"Itu (koalisi) tidak bisa menghindar dari bagi-bagi kursi. Mau istilahnya dagang sapi atau dagang kambing, tidak usah kita ekstrim katakan anti bagi-bagi kursi," ujar pakar tata negara, Margarito Kamis, kepada
Rakyat Merdeka Online, Selasa (29/4).
Dijelaskannya, maksud bagi-bagi kursi menteri itu adalah cara mengelola pemerintahan secara gotong royong.
"Dalam sistem ini, Anda tidak bisa sendirian. Konsekuensinya, mereka yang membantu harus diberikan kursi dalam pemerintahan.

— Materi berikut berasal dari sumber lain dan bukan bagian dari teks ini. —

Issue #4999, opened 2023-10-27
bug: component.d.ts generation gives TS errors


josip-kovacevic-valcon:
### Prerequisites

- [X] I have read the [Contributing Guidelines](https://github.com/ionic-team/stencil/blob/main/CONTRIBUTING.md).
- [X] I agree to follow the [Code of Conduct](https://github.com/ionic-team/stencil/blob/main/CODE_OF_CONDUCT.md).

Anda tidak bisa menikmati kemenangan sendirian," lanjutnya.
Margarito menanggapi sikap bakal Capres PDI Perjuangan, Joko Widodo (Jokowi), yang sangat percaya diri bisa membangun koalisi dan menjadi presiden tanpa harus membagi-bagi kue kekuasaan itu.
"Ia (Jokowi) membelakangi kenyataan. Walau sikap itu mencerminkan keberanian, tetapi itu membelakangi kenyataan. Dia mesti lebih arif dalam memandang persoalan ini," kata doktor hukum asal Ternate ini.
Menurut Margarito, Jokowi mesti mengenal filsafat gotong royong Indonesia. Jokowi tidak usah ekstrim melihat "bagi-bagi kursi" sebagai sebuah hal yang menyimpang.
"Itu konsekuensi dari filsafat gotong royong. Bersama-sama di pemerintahan dan di parlemen. Di dalam memerintah bareng-bareng dan di DPR juga kuat," katanya.
"Sekali lagi tidak boleh bangun koalisi dengan trik-trik atau percekcokan, tapi harus bicara terbuka dari awal. Dan kalau sudah disepakati, jangan pula partai itu main belakang," ujarnya.
Joko Widodo masih optimis mampu membangun koalisi dengan partai politik tanpa perlu bagi-bagi kursi di kabinet. Pernyataan dia itu membantah penilaian Wakil Ketua Umum Partai Gerindra, Fadli Zon, yang menegaskan tidak mungkin membangun koalisi pemerintahan tanoa tanpa bagi-bagi kursi.